Raoni Guerra Lucas Rajão (August 1st 1981) is a Brazilian environmental scientist and associate professor in environmental management and social studies of science & technology in the Department of Production Engineering at the Federal University of Minas Gerais (UFMG) in Brazil. He is a member of the Brazilian Academy of Science (ABC) and a fellow at the Woodrow Wilson International Center for Scholars (Wilson Center) in the U.S.

He has been taking part in the international discussions about climate change and sustainability at United Nations Conference of the Parties since 2014 and, along his career, has collaborated with agencies of the United Nations, Inter-American Development Bank, and the German Technical Cooperation (GIZ). He has advised Brazilian government employees regarding environmental policies.

Career 
Rajão holds a degree in Computer Science from the University of Milano-Bicocca (2005), in Italy, a Master's in Information Technology, Change Management (2007) and a Ph.D. in Organization, Work and Technology (2011) both from the University of Lancaster, in England. In 2011, he started working as an adjunct professor at the Federal University of Minas Gerais. There he founded, in 2012, the Laboratory of Environmental Services Management (LAGESA). In 2022, he became vice-coordinator of the Centre for Remote Sensing (CSR) at UFMG.  Rajão is also a professor at the Post-Graduate Programs in Production Engineering and Analysis and Modeling of Environmental Systems at UFMG.

Since his years as a Master's student, his work focuses on the relationship between science, technology and public policies, especially in the ones concerning environmental issues such as climate and deforestation.

After publishing an article that exposed how much soy and beef contaminated with deforestation was exported from Brazil to the European Union in 2020, Rajão and his colleagues started to work, in 2021, alongside the state government of Pará, Brazil, to develop SeloVerde Pará.

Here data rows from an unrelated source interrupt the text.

PR #160, opened 2022-12-04
Develop

hai-le-di:
four
one
two
three

### DIFF
--- a/taxi/views.py
+++ b/taxi/views.py
@@ -1,4 +1,5 @@
 from django.shortcuts import render
+from django.views import generic
 
 from .models import Driver, Car, Manufacturer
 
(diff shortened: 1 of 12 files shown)


templates/includes/sidebar.html
```diff
@@ -1,6 +1,6 @@
 <ul class="sidebar-nav">
-  <li><a href="#">Home page</a></li>
-  <li><a href="#">Manufacturers</a></li>
-  <li><a href="#">Cars</a></li>
-  <li><a href="#">Drivers</a></li>
+  <li><a href="{% url "taxi:index" %}">Home page</a></li>
+  <li><a href="{% url "taxi:manufacturer-list" %}">Manufacturers</a></li>
+  <li><a href="{% url "taxi:car-list" %}">Cars</a></li>
+  <li><a href="{% url "taxi:driver-list" %}">Drivers</a></li>
```
OleksandrPozden, line 5: add a break line to all the HTML files in the end

OleksandrPozden (changes requested):

taxi/views.py
```diff
@@ -17,3 +18,36 @@ def index(request):
...
+class ManufacturerListView(generic.ListView):
+    model = Manufacturer
+    queryset = Manufacturer.objects.order_by("name")
+    template_name = "taxi/manufacturer_list.html"
+    paginate_by = 5
+
+
+class CarListView(generic.ListView):
+    model = Car
+    template_name = "taxi/car_list.html"
```
Serhii-Leonenko, line 32: Redundant field, you can remove it. In other similar cases too

taxi/views.py
```diff
@@ -17,3 +18,36 @@ def index(request):
...
+    paginate_by = 5
+    queryset = Car.objects.select_related("manufacturer")
+
+
+class CarDetailView(generic.DetailView):
+    model = Car
+    queryset = Car.objects.select_related("manufacturer").prefetch_related(
```
Serhii-Leonenko, line 39: You don't need it. Because there are no backward relations.

Serhii-Leonenko (changes requested):

taxi/views.py
Abnormaltype: what about it?)

Abnormaltype (changes requested):

PR #188, opened 2023-02-02
Solution Maksym Maksimov

MKeSiMu:


MKeSiMu:
**Manufacturers List**
image

**Cars List**
image

**Car Detail**
image

**Drivers List**
image

**Driver Detail**
image

taxi/views.py
```diff
@@ -17,3 +18,27 @@ def index(request):
     }
 
     return render(request, "taxi/index.html", context=context)
+
+
+class ManufacturerListView(generic.ListView):
```
katevasilenko, line 23: Please set context_object_name and template_name

taxi/views.py
```diff
@@ -17,3 +18,27 @@ def index(request):
...
+    model = Car
+
+
+class DriverListView(generic.ListView):
+    model = Driver
+    paginate_by = 5
+
+
+class DriverDetailView(generic.DetailView):
+    model = Driver
```
katevasilenko, line 44: Please set queryset with needed method in it

katevasilenko (changes requested):

taxi/views.py
MKeSiMu: Set context_object_name and template_name, but I don't really understand how in this case it would help. From video I understand, that context_object_name and template_name need set only in case when class base view split it in different way (for example "literaryformat_list", but you want it to be "literary_format_list"). In case with "manufacturer", class base view split it in correct way. Can you please explane to me, maybe I misunderstood some part. Thank you!

Grayder0152 (approved):

PR #189, opened 2023-02-02
Solution

Ihor-Ivashov:
manufact
Drivers
Driver
cars
car

### DIFF
--- a/taxi/views.py
+++ b/taxi/views.py
@@ -44,3 +44,4 @@ class DriverListView(generic.ListView):
 
 class DriverDetailView(generic.DetailView):
     model = Driver
+    queryset = Driver.objects.prefetch_related("cars__manufacturer")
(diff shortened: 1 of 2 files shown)


taxi/views.py
```diff
@@ -17,3 +18,29 @@ def index(request):
...
+class CarDetailView(generic.DetailView):
+    model = Car
+
+
+class DriverListView(generic.ListView):
+    model = Driver
+    paginate_by = 5
+
+
+class DriverDetailView(generic.DetailView):
```
ArsenPidhoretskyi, line 45: > In this view, you display information about cars of the driver. Optimize query: don't make a query for a manufacturer for each car (N+1 problem).

ArsenPidhoretskyi (changes requested):

Vasyl-Smutok (approved):
Good Job 👍

PR #214, opened 2023-03-13
Developer

manjustice:


AndereLion (approved):
OK!

taxi/urls.py
```diff
@@ -1,9 +1,34 @@
...
+        views.ManufacturerListView.as_view(),
+        name="manufacturer-list"
+    ),
+    path(
+        "cars/",
+        views.CarListView.as_view(),
+        name="car-list"
+    ),
+    path(
+        "cars/<int:pk>",
```
wQuelS, line 18: seems like you're missing `/` after `pk` in your `path`. Fix everywhere

wQuelS (changes requested):

taxi_service/urls.py
```diff
@@ -21,6 +21,6 @@
 
 urlpatterns = [
     path("admin/", admin.site.urls),
-    path("", include("taxi.urls", namespace="taxi")),
+    path("/", include("taxi.urls", namespace="taxi")),
```
Nattalli, line 24: but here it's unnecessary. Please, remove it 😄

PR #218, opened 2023-03-15
Solution

SafonovVladimir:


usrofgh (approved):

taxi/views.py
```diff
@@ -17,3 +18,30 @@ def index(request):
     }
 
     return render(request, "taxi/index.html", context=context)
+
+
+class ManufacturerListView(generic.ListView):
+    model = Manufacturer
+    template_name = "taxi/manufacturer_list.html"
+    context_object_name = "manufacturer_list"
+    queryset = Manufacturer.objects.all().order_by("name")
```
YuriiKindrat, line 27: no need to use all before order_by method

taxi/views.py
```diff
@@ -17,3 +18,30 @@ def index(request):
...
+    model = Car
+
+
+class DriverListView(generic.ListView):
+    model = Driver
+    paginate_by = 5
+
+
+class DriverDetailView(generic.DetailView):
+    model = Driver
```
YuriiKindrat, line 47: image

YuriiKindrat (changes requested):

taxi/views.py
SafonovVladimir: Queryset was added

taxi/views.py
SafonovVladimir: Fixed

PR #219, opened 2023-03-17
Solution

MaybeTI:
image
image
image
image
image
image

### DIFF
--- a/taxi/views.py
+++ b/taxi/views.py
@@ -1,4 +1,5 @@
 from django.shortcuts import render
+from django.views.generic import ListView, DetailView
 
 from .models import Driver, Car, Manufacturer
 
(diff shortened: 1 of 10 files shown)


yura-hudzovskyi (approved):

taxi/views.py
```diff
@@ -17,3 +18,34 @@ def index(request):
...
+    template_name = "taxi/manufacturer_list.html"
+    paginate_by = 5
+    ordering = "name"
+
+
+class CarListView(ListView):
+    model = Car
+    paginate_by = 5
+    queryset = Car.objects.all().select_related("manufacturer")
+    # template_name = "taxi/car_list.html"
```
YuriiKindrat, line 35: remove unnecessary comment here, also no need to use all with select related method

YuriiKindrat (changes requested):

taxi/views.py
```diff
@@ -32,20 +32,17 @@ class CarListView(ListView):
     model = Car
     paginate_by = 5
     queryset = Car.objects.all().select_related("manufacturer")
```
Nattalli, line 34: please, dont use `.all()` while using `.select_related()` or `.preferch_related()`. It's unnecessary and bad practice

taxi/views.py
```diff
@@ -32,20 +32,17 @@ class CarListView(ListView):
...
 class DriverListView(ListView):
     model = Driver
     paginate_by = 5
-    # template_name = "taxi/driver_list.html"
 
 
 class DriverDetailView(DetailView):
     model = Driver
-    # template_name = "taxi/driver_detail.html"
+    queryset = Driver.objects.all().prefetch_related("cars")
```
Nattalli, line 48: the same here

Nattalli (changes requested):

taxi/views.py
Nattalli: that is working for all additional calling. For example, you shouldn't use `.all()` if you use `filter()` and so on

PR #229, opened 2023-03-21
'Solution'

Morty67:


Morty67:
main page

Morty67:
list of manufacturers

Morty67:
list of cars

Morty67:
info about car

Morty67:
list of drivers

Morty67:
info about driver

taxi/views.py
```diff
@@ -17,3 +18,30 @@ def index(request):
...
+    model = Car
+
+
+class DriverListView(generic.ListView):
+    model = Driver
+    paginate_by = 5
+
+
+class DriverDetailView(generic.DetailView):
+    model = Driver
```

The public platform for transparency and traceability of supply chains has been recognized by the EU as a leading example initiative.

Awards 
In 2022, Rajão and eleven colleagues received the Amílcar Herrera prize of the Latin-American Association of Social Studies of Science and Technology (ESOCITE) for the article "The risk of fake controversies for Brazilian environmental policies". The group found out evidences that a group of researchers lead by Evaristo de Miranda was creating false scientific controversies that impacted negatively on Brazilian environmental and health policies.